#### [Task requirements]
For each line below, write it out exactly as it appears.

+++ Exercise inputs +++

PR #13175, opened 2026-03-30
fix(backend): isolate executor-logs per retry pod

droctothorpe:
## Summary

Fixes executor log artifact collisions across Argo retries. Each retry attempt now writes logs to a distinct, sequentially-numbered object-store key (`executor-logs-0`, `executor-logs-1`, …) and registers a corresponding distinct MLMD artifact URI. Previously all retry pods shared the single URI provisioned by the driver before any attempt ran, causing every retry to overwrite the same S3 key.

## Root Cause

The driver runs once per task and calls `provisionOutputs()` with a single `outputURISalt`, baking that URI into the `ExecutorInput` proto that all Argo retry pods receive unchanged. The launcher previously passed this URI through without modification, so every attempt overwrote `…/executor-logs` with its logs, and MLMD ended up with N artifact rows all pointing to the same (last-write-wins) file.

## What Changed

**`backend/src/v2/component/launcher_v2.go`**
- Added `qualifyExecutorLogsURI(artifacts, retryIndex)`: appends `-{retryIndex}` to the `executor-logs` artifact URI before `prepareOutputFolders` runs, so each attempt creates its own path.
- Added `retryIndexFromPodAnnotation(ctx, k8sClient, namespace, podName)`: reads the `workflows.argoproj.io/node-name` pod annotation (e.g. `…executor(3)`) and parses the 0-based retry index from it. This is the fallback path.
- In `execute()`: prefers `KFP_RETRY_INDEX` env var (set by the Argo compiler via `{{retries}}` — fast path, no k8s API call). Falls back to the pod annotation read. Defaults to `"0"` if neither is available.
- Removed `podName` parameter from `execute()` and `executeV2()` — no longer needed.

**`backend/src/v2/compiler/argocompiler/common.go`**
- Added `KFP_RETRY_INDEX: "{{retries}}"` to `commonEnvs`. Argo substitutes `{{retries}}` at pod creation time with the 0-based attempt count, making the env-var path zero-cost (no k8s API call) once a cluster is running the updated API server.

**`backend/src/v2/component/constants.go`**
- Added `EnvRetryIndex = "KFP_RETRY_INDEX"`.

## Tests

- Added `Test_retryIndexFromPodAnnotation` (5 cases: happy path ×2, missing annotation, no parenthesised suffix, non-integer index).
- Updated `Test_qualifyExecutorLogsURI`: renamed `podName` → `retryIndex`, updated expected URIs to use `-N` suffix.
- Updated `Test_executeV2_publishLogs`: replaced `podName` field with `retryIndex`, sets `KFP_RETRY_INDEX` env var via `t.Setenv`, asserts sequential `executor-logs-N` keys.
- Removed `podName` arg from `Test_executeV2_Parameters` `executeV2` call.
- `go test ./backend/src/v2/...` — all packages pass.

## E2E Verification (local KFP standalone on OrbStack)

Submitted a `retry=4` pipeline (5 total attempts, always-fail component):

+++

#### [Written response]
PR #13175, opened 2026-03-30
fix(backend): isolate executor-logs per retry pod

droctothorpe:
## Summary

Fixes executor log artifact collisions across Argo retries. Each retry attempt now writes logs to a distinct, sequentially-numbered object-store key (`executor-logs-0`, `executor-logs-1`, …) and registers a corresponding distinct MLMD artifact URI. Previously all retry pods shared the single URI provisioned by the driver before any attempt ran, causing every retry to overwrite the same S3 key.

## Root Cause

The driver runs once per task and calls `provisionOutputs()` with a single `outputURISalt`, baking that URI into the `ExecutorInput` proto that all Argo retry pods receive unchanged. The launcher previously passed this URI through without modification, so every attempt overwrote `…/executor-logs` with its logs, and MLMD ended up with N artifact rows all pointing to the same (last-write-wins) file.

## What Changed

**`backend/src/v2/component/launcher_v2.go`**
- Added `qualifyExecutorLogsURI(artifacts, retryIndex)`: appends `-{retryIndex}` to the `executor-logs` artifact URI before `prepareOutputFolders` runs, so each attempt creates its own path.
- Added `retryIndexFromPodAnnotation(ctx, k8sClient, namespace, podName)`: reads the `workflows.argoproj.io/node-name` pod annotation (e.g. `…executor(3)`) and parses the 0-based retry index from it. This is the fallback path.
- In `execute()`: prefers `KFP_RETRY_INDEX` env var (set by the Argo compiler via `{{retries}}` — fast path, no k8s API call). Falls back to the pod annotation read. Defaults to `"0"` if neither is available.
- Removed `podName` parameter from `execute()` and `executeV2()` — no longer needed.

**`backend/src/v2/compiler/argocompiler/common.go`**
- Added `KFP_RETRY_INDEX: "{{retries}}"` to `commonEnvs`. Argo substitutes `{{retries}}` at pod creation time with the 0-based attempt count, making the env-var path zero-cost (no k8s API call) once a cluster is running the updated API server.

**`backend/src/v2/component/constants.go`**
- Added `EnvRetryIndex = "KFP_RETRY_INDEX"`.

## Tests

- Added `Test_retryIndexFromPodAnnotation` (5 cases: happy path ×2, missing annotation, no parenthesised suffix, non-integer index).
- Updated `Test_qualifyExecutorLogsURI`: renamed `podName` → `retryIndex`, updated expected URIs to use `-N` suffix.
- Updated `Test_executeV2_publishLogs`: replaced `podName` field with `retryIndex`, sets `KFP_RETRY_INDEX` env var via `t.Setenv`, asserts sequential `executor-logs-N` keys.
- Removed `podName` arg from `Test_executeV2_Parameters` `executeV2` call.
- `go test ./backend/src/v2/...` — all packages pass.

## E2E Verification (local KFP standalone on OrbStack)

Submitted a `retry=4` pipeline (5 total attempts, always-fail component):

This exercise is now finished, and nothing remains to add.